Collected data:
>>

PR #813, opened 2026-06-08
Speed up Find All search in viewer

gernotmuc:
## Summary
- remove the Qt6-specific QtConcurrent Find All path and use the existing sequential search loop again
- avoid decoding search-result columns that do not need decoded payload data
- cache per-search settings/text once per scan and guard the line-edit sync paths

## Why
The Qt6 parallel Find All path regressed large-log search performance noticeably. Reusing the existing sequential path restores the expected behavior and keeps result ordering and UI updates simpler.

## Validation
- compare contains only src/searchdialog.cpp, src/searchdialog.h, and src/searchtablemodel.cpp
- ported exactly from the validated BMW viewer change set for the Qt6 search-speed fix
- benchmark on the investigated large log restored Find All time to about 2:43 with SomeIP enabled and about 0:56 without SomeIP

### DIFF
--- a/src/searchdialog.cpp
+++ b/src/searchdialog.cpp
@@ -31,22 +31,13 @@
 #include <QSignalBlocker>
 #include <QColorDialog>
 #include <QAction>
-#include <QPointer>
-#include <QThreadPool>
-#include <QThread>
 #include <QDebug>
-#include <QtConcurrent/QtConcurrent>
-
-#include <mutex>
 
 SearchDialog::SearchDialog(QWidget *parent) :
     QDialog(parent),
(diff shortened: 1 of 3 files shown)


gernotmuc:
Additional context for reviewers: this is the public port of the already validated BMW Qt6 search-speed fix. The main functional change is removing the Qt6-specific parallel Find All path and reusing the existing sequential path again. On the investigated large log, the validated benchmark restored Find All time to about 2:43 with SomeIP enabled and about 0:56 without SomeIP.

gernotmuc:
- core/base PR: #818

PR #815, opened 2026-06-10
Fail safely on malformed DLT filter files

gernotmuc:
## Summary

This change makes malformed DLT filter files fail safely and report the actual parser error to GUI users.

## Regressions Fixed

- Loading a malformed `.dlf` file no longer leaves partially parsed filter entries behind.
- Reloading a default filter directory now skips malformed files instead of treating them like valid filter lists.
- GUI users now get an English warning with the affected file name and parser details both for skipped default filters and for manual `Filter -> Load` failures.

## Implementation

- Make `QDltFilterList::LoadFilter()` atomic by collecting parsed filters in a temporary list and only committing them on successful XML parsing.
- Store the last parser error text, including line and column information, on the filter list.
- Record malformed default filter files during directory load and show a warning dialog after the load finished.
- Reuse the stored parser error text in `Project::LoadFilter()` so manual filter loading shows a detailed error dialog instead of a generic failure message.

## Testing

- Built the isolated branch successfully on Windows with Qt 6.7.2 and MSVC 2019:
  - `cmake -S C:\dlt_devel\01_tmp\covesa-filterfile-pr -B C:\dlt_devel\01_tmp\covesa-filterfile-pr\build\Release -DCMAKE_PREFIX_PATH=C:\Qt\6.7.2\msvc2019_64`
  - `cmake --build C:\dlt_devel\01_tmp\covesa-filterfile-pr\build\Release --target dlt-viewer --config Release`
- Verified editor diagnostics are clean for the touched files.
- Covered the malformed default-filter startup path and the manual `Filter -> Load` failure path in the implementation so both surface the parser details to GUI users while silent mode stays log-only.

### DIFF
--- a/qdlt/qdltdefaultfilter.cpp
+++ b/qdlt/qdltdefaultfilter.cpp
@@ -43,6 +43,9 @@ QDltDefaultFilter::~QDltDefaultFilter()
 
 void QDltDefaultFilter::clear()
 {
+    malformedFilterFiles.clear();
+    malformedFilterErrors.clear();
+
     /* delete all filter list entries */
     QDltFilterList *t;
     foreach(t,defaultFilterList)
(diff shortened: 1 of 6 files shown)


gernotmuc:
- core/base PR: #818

<<

- [TASK INSTRUCTIONS]: Only one stretch of the entries above is wanted: the lines from the one containing "- benchmark on" through the one containing "-#include <QThread>". Please reproduce it exactly.

- [ANSWER SECTION]:
- benchmark on the investigated large log restored Find All time to about 2:43 with SomeIP enabled and about 0:56 without SomeIP

### DIFF
--- a/src/searchdialog.cpp
+++ b/src/searchdialog.cpp
@@ -31,22 +31,13 @@
 #include <QSignalBlocker>
 #include <QColorDialog>
 #include <QAction>
-#include <QPointer>
-#include <QThreadPool>
-#include <QThread>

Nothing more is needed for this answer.